README


Hopscotch v1.0
==============

Author: Alif Ahmed
email:  alihahmed@virginia.edu

I. Overview

  Hopscotch is a micro-benchmark suite for memory performace evaluation. Currently it supports empirically measuring roofline, bandwidth measurement with different access patterns and latency measurement. GPU is also supported for roofline. A memory access pattern visualizer (MAPProfiler) is also included with Hopscotch. MAPProfiler currently supports only x86_64 executables.

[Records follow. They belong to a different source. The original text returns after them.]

PR #193, opened 2024-08-30
Use new types in solo 2

vitaliy-io:


packages/solo/ledgerl1l2.go
```diff
@@ -71,80 +72,91 @@ func (ch *Chain) L2Assets(agentID isc.AgentID) *isc.Assets {
 func (ch *Chain) L2AssetsAtStateIndex(agentID isc.AgentID, stateIndex uint32) *isc.Assets {
```
dessaya: This should return `CoinBalances` instead of `Assets` IMO. As a general rule, if a function only deals with coins and not NFTs/objects, it should deal with `CoinBalances`.

packages/solo/ledgerl1l2.go
```diff
@@ -29,15 +30,15 @@ func (ch *Chain) L2Accounts() []isc.AgentID {
...
-}
+// func (ch *Chain) parseAccountBalance(d dict.Dict, err error) *isc.Assets {
+// 	require.NoError(ch.Env.T, err)
+// 	if d.IsEmpty() {
+// 		return isc.NewEmptyAssets()
+// 	}
+// 	ret, err := isc.AssetsFromDict(d)
+// 	require.NoError(ch.Env.T, err)
+// 	return ret
+// }
```
dessaya: It's ok to delete this

packages/solo/ledgerl1l2.go
```diff
@@ -71,80 +72,91 @@ func (ch *Chain) L2Assets(agentID isc.AgentID) *isc.Assets {
...
+// 	return out.(*iotago.FoundryOutput), nil
+// }
+
+// func (ch *Chain) GetNativeTokenIDByFoundrySN(sn uint32) (iotago.NativeTokenID, error) {
+// 	o, err := ch.GetFoundryOutput(sn)
+// 	if err != nil {
+// 		return iotago.NativeTokenID{}, err
+// 	}
+// 	return o.MustNativeTokenID(), nil
+// }
```
dessaya: ok to delete

packages/vm/core/accounts/state.go
```diff
@@ -48,7 +48,7 @@ func NewStateWriterFromSandbox(ctx isc.Sandbox) *StateWriter {
 }
 
 // converts an account key from the accounts contract (shortform without chainID) to an AgentID
-func agentIDFromKey(key kv.Key, chainID isc.ChainID) (isc.AgentID, error) {
+func AgentIDFromKey(key kv.Key, chainID isc.ChainID) (isc.AgentID, error) {
```
dessaya, line 51: Why this change?

dessaya (approved):

packages/solo/ledgerl1l2.go
vitaliy-io: done

packages/solo/ledgerl1l2.go
vitaliy-io: done

packages/vm/core/accounts/state.go
vitaliy-io: I needed to create AgentID in L2Accounts() func in ledgerl1l2.go

packages/solo/ledgerl1l2.go
vitaliy-io: done

PR #205, opened 2024-09-03
State manager unit tests pass

Juliusan:
Fixes to make state manager tests pass.

I am not sure about 
```
-	"math/rand/v2"
+	"math/rand"
```
but I needed that to make tests compile. Is my Golang version too old?


dessaya (approved):

howjmay (approved):
maybe we should migrate to math/rand/v2 someday? It is a new feature from 1.22
I am still reading it too
https://go.dev/blog/randv2

PR #213, opened 2024-09-09
refactor sandbox

howjmay:


howjmay:
Send cross chain request to the anchor which belongs to another isc-package is still under test

sui-go/contracts/isc/sources/anchor.move
```diff
@@ -65,6 +65,22 @@ module isc::anchor {
...
+        borrow::put_back(&mut anchor.assets, assets, b);
+    }
+
+    public fun take_and_place_to_assets_bag<T>(anchor: &mut Anchor, assets_bag: &mut AssetsBag, amount: u64) {
+        let (mut assets, b) = borrow::borrow(&mut anchor.assets);
+        let bal = assets.take_coin_balance<T>(amount);
+        assets_bag.place_coin_balance(bal);
+        borrow::put_back(&mut anchor.assets, assets, b);
+    }
+
```
dessaya: Are these functions really needed? If they are just utility functions, can't they be implemented in Go? I think it's better to keep the Move code as small as possible, because it is harder to upgrade whenever we need changes.

sui-go/contracts/isc/sources/assets_bag.move
```diff
@@ -52,6 +52,12 @@ module isc::assets_bag {
         place_coin_balance_internal(self, balance)
     }
 
+    public fun place_coin_with_amount<T>(self: &mut AssetsBag, coin: &mut Coin<T>, amount: u64, ctx: &mut TxContext) {
+        let split_coin = coin.split(amount, ctx);
+        let balance = coin::into_balance(split_coin);
+        place_coin_balance_internal(self, balance)
+    }
```
dessaya: Same here, can't this be implemented in Go?

sui-go/contracts/isc/sources/anchor.move
howjmay: I will try to make them into PTB

howjmay: fixed

dessaya (approved):

PR #215, opened 2024-09-11
refactor: Make PTB construction composable

howjmay:


clients/iscmove/iscmoveclient/client_allowance.go
```diff
@@ -26,7 +26,9 @@ func (c *Client) AllowanceNew(
 	var err error
 	signer := cryptolib.SignerToSuiSigner(cryptolibSigner)
 
-	ptb := NewAllowanceNewPTB(packageID, cryptolibSigner.Address())
+	ptb := sui.NewProgrammableTransactionBuilder()
+	ptb = NewAllowanceNewPTB(ptb, packageID, cryptolibSigner.Address())
```
dessaya: This is better! But the function names are now confusing IMO. This one should be `PTBNewAllowance` or `NewAllowancePTB` or `PTBAllowanceNew` or such. Because it is not creating a "new PTB".

howjmay: I think I will remove all the prefix `New` in all the PTB funcs. The 2nd New here means it is the `new()` move func in the `allowance` module

dessaya (approved):

PR #233, opened 2024-09-17
Remove blob

cwarnerdev:


tools/wasp-cli/chain/deploycontract.go
```diff
@@ -36,7 +34,6 @@ func initDeployContractCmd() *cobra.Command {
 			client := cliclients.WaspClient(node)
 			vmtype := args[0]
 			name := args[1]
-			description := args[2]
 			initParams := util.EncodeParams(args[4:], chainID)
```
howjmay: If we removed the description field, we may need to change the index of args here too?
```diff
- initParams := util.EncodeParams(args[4:], chainID)
+ initParams := util.EncodeParams(args[3:], chainID)
```

tools/wasp-cli/chain/deploycontract.go
```diff
@@ -51,13 +48,8 @@ func initDeployContractCmd() *cobra.Command {
 				log.Check(err)
```
howjmay, line 48: And 
```diff
- progHash, err = hashing.HashValueFromHex(args[3])
+ progHash, err = hashing.HashValueFromHex(args[2])
```

howjmay (changes requested):

packages/origin/origin.go
```diff
@@ -83,15 +82,13 @@ func InitChain(
...
-		blob.Contract,
 		accounts.Contract,
 		blocklog.Contract,
 		errors.Contract,
 		governance.Contract,
 		evm.Contract,
 	})
-	blob.NewStateWriter(blob.Contract.StateSubrealm(d)).SetInitialState()
-	accounts.NewStateWriter(v, accounts.Contract.StateSubrealm(d)).SetInitialState(originDeposit, baseTokenCoinInfo)
+	accounts.NewStateWriter(v, accounts.Contract.StateSubrealm(d)).SetInitialState(originDeposit)
```
dessaya: `baseTokenCoinInfo` is needed here

packages/vm/execution/common.go
```diff
@@ -14,7 +15,7 @@ func GetProgramBinary(ctx WaspContext, programHash hashing.HashValue) (vmtype st
 	if ok {
 		return vmtype, nil, nil
 	}
-	return ctx.LocateProgram(programHash)
+	return "", nil, fmt.Errorf("native processor not found for programHash")
```
dessaya: This should probably be one of `coreerrors`

dessaya (approved):

packages/origin/origin.go
cwarnerdev: oops, messed that up with a merge conflict resolution. thanks!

  It is under active development. Latest source codes can be found on:
  https://github.com/alifahmed/hopscotch

  Details about most of the kernels and benchmark can be found in the paper:
  A. Ahmed, K. Skadron, "Hopscotch: A Micro-benchmark Suite for Memory Performance Evaluation", MEMSYS, 2019.

II. Directory Structure

hopscotch/
 |
 |---cpu/                               Directory containing benchmarks for memory connected to CPU.
 |    |
 |    |---1_roofline/                   Roofline benchmark (CPU version).
 |    |---2_bandwidth/                  Benchmarks memory with different access patterns.
 |    |---3_latency/                    Latency benchmark.
 |    |---4_cache/                      Benchmark for evaluating caching.
 |    |---common/                       Source code common to all benchmarks.
 |    |---include/                      Common header files.
 |    |---kernels/                      Common kernels. Used by different benchmarks.
 |
 |---gpu/
 |    |
 |    |---1_roofline/                   Roofline benchmark (CUDA version).
 |    |---common/                       Source code common to all benchmarks.
 |    |---include/                      Common header files.
 |
 |---MAPProfiler/                       A tool for memory access pattern visualization.
 |
 |---Makefile                           Top level build file.
 |---README                             This file.
  

  More details can be found on the README files inside these directories.


II. Prerequisite

  a) Python 3
  b) MAPProfiler requires Intel Pin Tool. Check the README inside MAPProfiler for details.


III. Installation

  Running make from top directory will build all the sub-directories. Binaries are created inside the respective benchmark's directory. Make can also be run inside a benchmark's directory to build just that specific benchmark. Some benchmarks will use scripts to rebuild the binaries with different configurations.
  

IV. CPU Benchmarks

  1_roofline
  ==========
    Measures the maximum attainable performance with varying arithmetic intensity and the machine balance.
    
    To run: ./roofline.py
    
    The python script will generate a pdf for the roofline plot. Available options can be found
    using ./roofline.py --help


  2_bandwidth
  ===========
    Measures bandwidth with different types of access patterns.

    To run:  a) make
             b) ./bandwidth

    Working set size can be changed by defining WSS_EXP. Number of elements in the working set is (2 ^ WSS_EXP). WSS_EXP can be defined directy if manually compiling, or can be passes with USER_DEFS.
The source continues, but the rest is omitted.